Friday 12 April 2019

The Comparison Trap

Last summer I was at a conference and sat next to a lady at one meal. We got chatting. She was probably in her 60s, a doctor, working in a village in Papua New Guinea. She was single and she told me about her work, that there had been quite a few families working in that village at one time but now it was just her and another single lady left. And then later she shared at a conference session later about different problems there had been but how God had been faithful through them.

As we finished our meal, my unspoken thought was that she was the real deal of what a worker looked like. I mean, she had spent many years working in such a remote and far off place, lived without access to many things that we take for granted in the UK, was exposed to so many physical hardships - and that was without even considering the pressures of work, the realities of singleness, the spiritual battle. I have so much admiration for her. Compared to her life, I didn't think my life was that hard at all.

But then she floored me. I'd shared a bit of where we lived and what we were doing and she turned to me and told me that she didn't think she could live where we lived when it was such a spiritual stronghold of another religion.

I wanted to point out that in many ways, my life is so much easier than hers. At that time, we'd just spent two years living in Istanbul, where we had excellent public transport and shopping centres and broadband Internet and friends who spoke English. Where people could come and visit us relatively easily. Where the Mediterranean coast was a package holiday destination. That I'd been blessed with a husband to do all the transition of moving to a new country together with and two lovely children. I mean, it wasn't necessarily easy. There were enough power and water cuts, cultural adjustments and other issues to confirm that. But if it wasn't easy, it had to be easier.

How quickly we fall into the comparison trap.

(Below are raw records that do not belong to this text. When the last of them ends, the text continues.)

PR #1, opened 2018-03-21
Minor cleanup, prettier output

nebkor:
This is a really great little tool! I noticed some compiler warnings when I built it locally, and I thought the box construction characters could be slightly fancier, so there you go. I split the changes into several commits, and the only one that changes behavior is the last one, 1c80cbf, "Make printing slightly prettier." I'm not sure this PR is worth merging, just FYI. Also, I might change it a little more aggressively, like factor it into a lib crate and a bin crate, and possibly try to speed it up.


bootandy:
thanks - Most definitely worth merging.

The months since we moved to our new city have not been easy months, for a variety of reasons. Moving to a new city is always stressful and we've been navigating various bureaucratic processes to set up life here and get permission to stay. I have found my third pregnancy to be significantly harder than the previous two. I had worse morning sickness, we had quite a few bouts of illness, I've been more tired than before. And just when I thought that I had finally got out of the tiredness stage that traditionally finishes with the end of the first trimester but seemed to stretch half way into the second for me, my body decided to remind me that I don't have quite as much energy as I thought I did. So a a few weeks ago, I spent a pretty terrible week completely wiped out energy-wise, with a mouth full of ulcers that had me in pretty much constant pain and unable to eat or talk very much. Thankfully that is behind me now and has not recurred. Plus, ministry is just messy in every country and sometimes that can be compounded by cross-cultural issues, or at the very least having to do everything in a second language.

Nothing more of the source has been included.